■ About this task ■
Write out every entry again exactly as it stands.

■ Data excerpts ■
┌──

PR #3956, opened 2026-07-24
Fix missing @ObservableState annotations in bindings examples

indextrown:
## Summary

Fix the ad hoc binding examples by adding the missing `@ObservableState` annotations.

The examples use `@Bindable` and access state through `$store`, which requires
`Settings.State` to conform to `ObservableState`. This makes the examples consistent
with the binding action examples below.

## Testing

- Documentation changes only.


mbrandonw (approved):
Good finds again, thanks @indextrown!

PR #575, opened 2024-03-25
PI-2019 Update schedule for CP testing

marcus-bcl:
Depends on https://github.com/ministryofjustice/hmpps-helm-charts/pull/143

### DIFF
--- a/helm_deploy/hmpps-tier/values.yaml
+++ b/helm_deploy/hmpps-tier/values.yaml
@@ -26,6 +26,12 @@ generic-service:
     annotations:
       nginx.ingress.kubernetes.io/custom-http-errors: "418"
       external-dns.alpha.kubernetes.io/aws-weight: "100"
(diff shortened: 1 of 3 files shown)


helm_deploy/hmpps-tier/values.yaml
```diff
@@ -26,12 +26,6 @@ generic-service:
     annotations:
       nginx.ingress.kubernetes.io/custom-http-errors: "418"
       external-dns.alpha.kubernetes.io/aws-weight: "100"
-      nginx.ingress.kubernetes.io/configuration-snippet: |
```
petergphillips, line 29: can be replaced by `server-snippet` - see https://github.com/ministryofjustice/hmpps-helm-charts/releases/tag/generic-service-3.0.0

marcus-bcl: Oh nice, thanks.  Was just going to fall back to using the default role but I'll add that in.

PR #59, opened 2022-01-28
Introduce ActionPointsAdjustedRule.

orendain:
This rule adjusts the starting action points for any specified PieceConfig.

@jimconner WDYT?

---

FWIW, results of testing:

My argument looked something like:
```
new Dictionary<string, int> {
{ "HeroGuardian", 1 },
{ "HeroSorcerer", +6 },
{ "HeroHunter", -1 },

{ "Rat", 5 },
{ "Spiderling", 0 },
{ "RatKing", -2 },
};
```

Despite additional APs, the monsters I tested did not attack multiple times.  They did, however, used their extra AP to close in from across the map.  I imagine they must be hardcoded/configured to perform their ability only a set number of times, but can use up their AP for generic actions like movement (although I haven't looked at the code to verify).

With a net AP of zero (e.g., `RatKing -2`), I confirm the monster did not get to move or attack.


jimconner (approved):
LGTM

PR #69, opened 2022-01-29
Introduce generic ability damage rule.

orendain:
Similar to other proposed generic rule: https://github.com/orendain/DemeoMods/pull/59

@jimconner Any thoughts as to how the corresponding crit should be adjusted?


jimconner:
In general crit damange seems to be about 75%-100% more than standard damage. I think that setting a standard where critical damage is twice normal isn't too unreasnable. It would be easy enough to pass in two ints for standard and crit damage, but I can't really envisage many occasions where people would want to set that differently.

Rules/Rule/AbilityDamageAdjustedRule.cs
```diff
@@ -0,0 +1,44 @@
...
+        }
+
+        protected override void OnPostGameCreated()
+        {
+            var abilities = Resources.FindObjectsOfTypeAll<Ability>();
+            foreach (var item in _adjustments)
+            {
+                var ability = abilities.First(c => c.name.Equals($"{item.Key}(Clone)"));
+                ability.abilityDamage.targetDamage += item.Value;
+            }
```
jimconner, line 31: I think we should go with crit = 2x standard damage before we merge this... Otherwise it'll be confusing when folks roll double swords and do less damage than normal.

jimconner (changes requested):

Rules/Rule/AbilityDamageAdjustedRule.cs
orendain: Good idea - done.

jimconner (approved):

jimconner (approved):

└──

■ Solution for this task ■
PR #3956, opened 2026-07-24
Fix missing @ObservableState annotations in bindings examples

indextrown:
## Summary

Fix the ad hoc binding examples by adding the missing `@ObservableState` annotations.

The examples use `@Bindable` and access state through `$store`, which requires
`Settings.State` to conform to `ObservableState`. This makes the examples consistent
with the binding action examples below.

## Testing

- Documentation changes only.


mbrandonw (approved):
Good finds again, thanks @indextrown!

PR #575, opened 2024-03-25
PI-2019 Update schedule for CP testing

marcus-bcl:
Depends on https://github.com/ministryofjustice/hmpps-helm-charts/pull/143

### DIFF
--- a/helm_deploy/hmpps-tier/values.yaml
+++ b/helm_deploy/hmpps-tier/values.yaml
@@ -26,6 +26,12 @@ generic-service:
     annotations:
       nginx.ingress.kubernetes.io/custom-http-errors: "418"
       external-dns.alpha.kubernetes.io/aws-weight: "100"
(diff shortened: 1 of 3 files shown)


helm_deploy/hmpps-tier/values.yaml
```diff
@@ -26,12 +26,6 @@ generic-service:
     annotations:
       nginx.ingress.kubernetes.io/custom-http-errors: "418"
       external-dns.alpha.kubernetes.io/aws-weight: "100"
-      nginx.ingress.kubernetes.io/configuration-snippet: |
```
petergphillips, line 29: can be replaced by `server-snippet` - see https://github.com/ministryofjustice/hmpps-helm-charts/releases/tag/generic-service-3.0.0

marcus-bcl: Oh nice, thanks.  Was just going to fall back to using the default role but I'll add that in.

PR #59, opened 2022-01-28
Introduce ActionPointsAdjustedRule.

orendain:
This rule adjusts the starting action points for any specified PieceConfig.

@jimconner WDYT?

---

FWIW, results of testing:

My argument looked something like:
```
new Dictionary<string, int> {
{ "HeroGuardian", 1 },
{ "HeroSorcerer", +6 },
{ "HeroHunter", -1 },

{ "Rat", 5 },
{ "Spiderling", 0 },
{ "RatKing", -2 },
};
```

Despite additional APs, the monsters I tested did not attack multiple times.  They did, however, used their extra AP to close in from across the map.  I imagine they must be hardcoded/configured to perform their ability only a set number of times, but can use up their AP for generic actions like movement (although I haven't looked at the code to verify).

With a net AP of zero (e.g., `RatKing -2`), I confirm the monster did not get to move or attack.


jimconner (approved):
LGTM

PR #69, opened 2022-01-29
Introduce generic ability damage rule.

orendain:
Similar to other proposed generic rule: https://github.com/orendain/DemeoMods/pull/59

@jimconner Any thoughts as to how the corresponding crit should be adjusted?


jimconner:
In general crit damange seems to be about 75%-100% more than standard damage. I think that setting a standard where critical damage is twice normal isn't too unreasnable. It would be easy enough to pass in two ints for standard and crit damage, but I can't really envisage many occasions where people would want to set that differently.

Rules/Rule/AbilityDamageAdjustedRule.cs
```diff
@@ -0,0 +1,44 @@
...
+        }
+
+        protected override void OnPostGameCreated()
+        {
+            var abilities = Resources.FindObjectsOfTypeAll<Ability>();
+            foreach (var item in _adjustments)
+            {
+                var ability = abilities.First(c => c.name.Equals($"{item.Key}(Clone)"));
+                ability.abilityDamage.targetDamage += item.Value;
+            }
```
jimconner, line 31: I think we should go with crit = 2x standard damage before we merge this... Otherwise it'll be confusing when folks roll double swords and do less damage than normal.

jimconner (changes requested):

Rules/Rule/AbilityDamageAdjustedRule.cs
orendain: Good idea - done.

jimconner (approved):

jimconner (approved):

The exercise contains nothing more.